▶ _ASSIGNED TASK_: Return each line of the records holding the string "example".
DATA IN THIS EXERCISE Block Start
PR #913, opened 2020-06-16
kotlin: refactor public functionality as precursor to L7 filters

rebello95:
## Context

This is a mirror of the iOS interface refactors done in https://github.com/lyft/envoy-mobile/pull/858. Additionally, it introduces a set of mocks to match the iOS mocks introduced in https://github.com/lyft/envoy-mobile/pull/900.

Resolves https://github.com/lyft/envoy-mobile/issues/905 and resolves https://github.com/lyft/envoy-mobile/issues/907.

## Goals

- Unify the existing response handler and stream emitter types into a single "stream" type that will make it easier to communicate with an underlying filter manager for both outbound requests and inbound responses
- Provide guard rails that prevent the consumer from making mistakes, such as setting callback handlers after starting a stream and thus missing updates
- Provide a clear interface to the user for creating and starting streams
- Focus on the basics (bi-directional streaming support), which will allow for other wrappers to be written in the future (i.e., GRPC, unary, Rx, etc.)
- Update interfaces to utilize the new wrapper types introduced on master (`ResponseHeaders`, `RequestHeaders`, etc.)

Goals of mocks:

- Avoid adding logic to the mocked types. Instead, provide types that utilize the existing underlying logic of the library (`MockStreamPrototype` is a good example of this: it does not add a custom set of mappings for `StreamCallbacks` to the engine's `EnvoyHTTPCallbacks`, but instead uses the existing implementation to bridge simulated response calls)
- Ensure that no Java types/interfaces are required to mock requests/responses end-to-end
- Make it easy for end users to consume the mocks in the same way that they would the production library

## Types

- `StreamClient`: The publicly exposed interface of `EnvoyEngine`. Provides a function for starting a new stream using Envoy Mobile, and is built using `StreamClientBuilder`
- `StreamPrototype`: Type that allows users to set up a stream (providing callbacks, etc.) prior to starting it
- `Stream`: Produced by calling `start()` on a `StreamPrototype`, and allows the consumer to send data over the stream and eventually close it
- `GRPCClient` / `GRPCStreamPrototype` / `GRPCStream`: Types wrapping the above 3 types, converting the existing gRPC types to utilize the new functionality

## Tests

- I went through all of the Swift tests and audited the Kotlin tests to:
  - **Add/update to ensure that we now have 1:1 parity on tests between the two languages (even the test names are the same!)**
  - Fixed a bug I noticed while adding the tests where the retryable status code enum couldn't be properly serialized to headers and deserialized from those same headers
  - Migrate them to the new interfaces
- Sample apps have also been updated (CI validates via "hello world")

## Notes

- I noticed some Kotlin types that were unnecessarily public. Those have been made internal in this PR
- Logic and tests were added for setting headers with restricted prefixes (`:` and `x-envoy-mobile`), for parity with iOS
- Documentation will be updated separately in https://github.com/lyft/envoy-mobile/issues/906


library/java/src/io/envoyproxy/envoymobile/engine/EnvoyHTTPStream.java
```diff
@@ -9,14 +9,22 @@
...
 public class EnvoyHTTPStream {
-
   private final long streamHandle;
   private final JvmCallbackContext callbacksContext;
 
-  EnvoyHTTPStream(long streamHandle, EnvoyHTTPCallbacks callbacks) {
+  /**
+   * Start the stream via the JNI library.
+   */
+  void start() { JniLibrary.startStream(streamHandle, callbacksContext); }
```
rebello95, line 18: This change was necessary in order to ensure that mock subclasses of `EnvoyHTTPStream` don't end up calling JNI at all (doing so caused tests to crash). Instead, the initializer now no longer has the side effect of calling the JNI, and the engine starts the stream via this method (similarly to the ObjC engine [here](https://github.com/lyft/envoy-mobile/blob/99fdb261eb614685825c32ab71d4e98f4e579d56/library/objective-c/EnvoyEngineImpl.m#L59-L62))

library/kotlin/src/io/envoyproxy/envoymobile/EnvoyClient.kt
```diff
@@ -0,0 +1,37 @@
+package io.envoyproxy.envoymobile
```
rebello95, line 1: File was renamed from `Envoy`, but git didn't recognize this as a rename because there were enough changes in the file

library/kotlin/src/io/envoyproxy/envoymobile/RequestHeadersBuilder.kt
```diff
@@ -35,6 +35,26 @@ class RequestHeadersBuilder : HeadersBuilder {
...
+  override fun remove(name: String): RequestHeadersBuilder {
+    super.remove(name)
+    return this
+  }
+
+  override fun internalSet(name: String, value: MutableList<String>): RequestHeadersBuilder {
+    super.internalSet(name, value)
+    return this
+  }
+
```
rebello95, line 57: These are necessary in order to return a `RequestHeadersBuilder` type rather than a `HeadersBuilder`

library/kotlin/src/io/envoyproxy/envoymobile/RetryPolicy.kt
```diff
@@ -68,7 +67,7 @@ enum class RetryRule(internal val stringValue: String) {
   companion object {
     internal fun enumValue(stringRepresentation: String): RetryRule? {
       return when (stringRepresentation) {
-        "status-5xx" -> STATUS_5XX
+        "5xx" -> STATUS_5XX
```
rebello95, line 70: This was a bug caught by the new tests I added 🙃

library/kotlin/src/io/envoyproxy/envoymobile/StreamCallbacks.kt
```diff
@@ -0,0 +1,52 @@
...
+  var onTrailers: ((trailers: ResponseTrailers) -> Unit)? = null
+  var onCancel: (() -> Unit)? = null
+  var onError: ((error: EnvoyError) -> Unit)? = null
+}
+
+/**
+ * Class responsible for bridging between the platform-level `StreamCallbacks` and the
+ * engine's `EnvoyHTTPCallbacks`.
+ */
+internal class EnvoyHTTPCallbacksAdapter(
```
rebello95, line 25: Partly moved from a different file

library/swift/src/grpc/GRPCRequestHeadersBuilder.swift
```diff
@@ -21,14 +21,14 @@ public final class GRPCRequestHeadersBuilder: HeadersBuilder {
 
   /// Add a specific timeout for the gRPC request. This will be sent in the `grpc-timeout` header.
   ///
-  /// - parameter timeoutMS: Timeout, in milliseconds.
+  /// - parameter timeoutMs: Timeout, in milliseconds.
   ///
   /// - returns: This builder.
   @discardableResult
-  public func addTimeoutMS(_ timeoutMS: UInt?) -> GRPCRequestHeadersBuilder {
+  public func addTimeoutMs(_ timeoutMs: UInt?) -> GRPCRequestHeadersBuilder {
```
rebello95, line 28: Renamed for consistency on both platforms

library/swift/src/grpc/GRPCStreamPrototype.swift
```diff
@@ -96,6 +96,20 @@ public final class GRPCStreamPrototype: NSObject {
     self.underlyingStream.setOnError(closure: closure)
     return self
   }
+
+  /// Specify a callback for when the stream is canceled.
```
rebello95, line 100: This was missing on master

library/kotlin/src/io/envoyproxy/envoymobile/EnvoyClient.kt
```diff
@@ -0,0 +1,37 @@
...
+    if (envoyConfiguration == null) {
+      engine.runWithConfig(configurationYAML, logLevel.level)
+    } else {
+      engine.runWithConfig(envoyConfiguration, logLevel.level)
+    }
+  }
+
+  override fun newStreamPrototype(): StreamPrototype {
+    return StreamPrototype(engine)
+  }
```
johnpaulmckean, line 36: can just be:
```
override fun newStreamPrototype() = StreamPrototype(engine)
```

library/kotlin/src/io/envoyproxy/envoymobile/HeadersBuilder.kt
```diff
@@ -49,8 +55,28 @@ open class HeadersBuilder {
...
+   * @return HeadersBuilder, This builder.
+   */
+  internal open fun internalSet(name: String, value: MutableList<String>): HeadersBuilder {
+    headers[name] = value
+    return this
+  }
+
+  private fun isRestrictedHeader(name: String): Boolean {
+    return name.startsWith(":") || name.startsWith("x-envoy-mobile")
+  }
```
johnpaulmckean, line 81: can be:
```
private fun isRestrictedHeader(name: String) = name.startsWith(":") || name.startsWith("x-envoy-mobile")
```

library/kotlin/src/io/envoyproxy/envoymobile/RequestTrailers.kt
```diff
@@ -11,4 +11,16 @@ class RequestTrailers : Headers {
...
+   * Convert the trailers back to a builder for mutation.
+   *
+   * @return RequestTrailersBuilder, The new builder.
+   */
+  fun toRequestTrailersBuilder(): RequestTrailersBuilder {
+    return RequestTrailersBuilder(
+      this.headers.mapValues { it.value.toMutableList() }
+        .toMutableMap()
+    )
+  }
```
johnpaulmckean, line 25: can be:
```
fun toRequestTrailersBuilder() = RequestTrailersBuilder(this.headers.mapValues { 
    it.value.toMutableList() 
}.toMutableMap())
```

library/kotlin/src/io/envoyproxy/envoymobile/grpc/GRPCClient.kt
```diff
@@ -1,27 +1,23 @@
...
-   * @returns An emitter that can be used for sending more traffic over the stream.
+   * @return The new gRPC stream prototype.
    */
-  fun start(request: Request, grpcResponseHandler: GRPCResponseHandler): GRPCStreamEmitter {
-    val emitter = httpClient.start(request, grpcResponseHandler.underlyingHandler)
-    return GRPCStreamEmitter(emitter)
+  fun newGRPCStreamPrototype(): GRPCStreamPrototype {
+    val prototype = streamClient.newStreamPrototype()
+    return GRPCStreamPrototype(prototype)
   }
```
johnpaulmckean, line 22: would be pretty:
```
  fun newGRPCStreamPrototype() = GRPCStreamPrototype(
    streamClient.newStreamPrototype()
 )
```

library/kotlin/src/io/envoyproxy/envoymobile/grpc/GRPCRequestHeaders.kt
```diff
@@ -0,0 +1,22 @@
...
+  internal constructor(headers: Map<String, List<String>>) : super(headers)
+
+  /**
+   * Convert the headers back to a builder for mutation.
+   *
+   * @return GRPCRequestHeadersBuilder, The new builder.
+   */
+  fun toGRPCRequestHeadersBuilder(): GRPCRequestHeadersBuilder {
+    return GRPCRequestHeadersBuilder(this.headers.mapValues { it.value.toMutableList() }.toMutableMap())
+  }
```
johnpaulmckean, line 21: you know ;)

library/kotlin/src/io/envoyproxy/envoymobile/EnvoyClient.kt
```diff
@@ -0,0 +1,37 @@
...
+  constructor(
+    engine: EnvoyEngine,
+    envoyConfiguration: EnvoyConfiguration,
+    logLevel: LogLevel = LogLevel.INFO
+  ) : this(engine, envoyConfiguration, null, logLevel)
+  constructor(
+    engine: EnvoyEngine,
+    configurationYAML: String,
+    logLevel: LogLevel = LogLevel.INFO
+  ) : this(engine, null, configurationYAML, logLevel)
```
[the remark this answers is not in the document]
rebello95: Fair callout. This was moved from a different file, but if I recall correctly we elected to keep these two constructors to make it clearer that _either_ a yaml configuration or a typed configuration could be specified (i.e., preventing them from passing both values and ignoring one of them). iOS for example: [here](https://github.com/lyft/envoy-mobile/blob/d4e0d0a61c3a05ef377e10ebbda94da17491b80b/library/swift/src/EnvoyClient.swift#L26-L43)

library/kotlin/src/io/envoyproxy/envoymobile/EnvoyClient.kt
rebello95: nice

library/kotlin/src/io/envoyproxy/envoymobile/mocks/MockEnvoyEngine.kt
```diff
@@ -0,0 +1,23 @@
...
+  }
+
+  override fun runWithConfig(configurationYAML: String?, logLevel: String?): Int {
+    return 0
+  }
+
+  override fun startStream(callbacks: EnvoyHTTPCallbacks?): EnvoyHTTPStream {
+    return MockEnvoyHTTPStream(callbacks!!)
+  }
+}
```
johnpaulmckean, line 23: this can all be just a few lines.

library/kotlin/src/io/envoyproxy/envoymobile/HeadersBuilder.kt
rebello95: TIL 👍

library/kotlin/test/io/envoyproxy/envoymobile/GRPCRequestHeadersBuilderTest.kt
```diff
@@ -0,0 +1,69 @@
+package io.envoyproxy.envoymobile
+
+import org.assertj.core.api.Assertions.assertThat
+import org.junit.Test
+
+class GRPCRequestHeadersBuilderTest {
```
johnpaulmckean, line 6: would highly recommend using kluent:
https://github.com/MarkusAmshove/Kluent

rebello95: Might be good for future reference (not sure if @buildbreaker has thoughts, I'm not familiar with it 🤷)

rebello95:
Thanks for the review @johnpaulmckean! I addressed your comments

library/kotlin/test/io/envoyproxy/envoymobile/GRPCRequestHeadersBuilderTest.kt
buildbreaker: Certainly open to new frameworks which would help. Would you like to file an issue for us to have a conversation about this @johnpaulmckean?

johnpaulmckean: done.

buildbreaker: Thank you @johnpaulmckean!

rebello95: Thanks! https://github.com/lyft/envoy-mobile/issues/930 for future reference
DATA IN THIS EXERCISE Block End
▶ _SOLVED EXERCISE_:
- Avoid adding logic to the mocked types. Instead, provide types that utilize the existing underlying logic of the library (`MockStreamPrototype` is a good example of this: it does not add a custom set of mappings for `StreamCallbacks` to the engine's `EnvoyHTTPCallbacks`, but instead uses the existing implementation to bridge simulated response calls)
rebello95: Fair callout. This was moved from a different file, but if I recall correctly we elected to keep these two constructors to make it clearer that _either_ a yaml configuration or a typed configuration could be specified (i.e., preventing them from passing both values and ignoring one of them). iOS for example: [here](https://github.com/lyft/envoy-mobile/blob/d4e0d0a61c3a05ef377e10ebbda94da17491b80b/library/swift/src/EnvoyClient.swift#L26-L43)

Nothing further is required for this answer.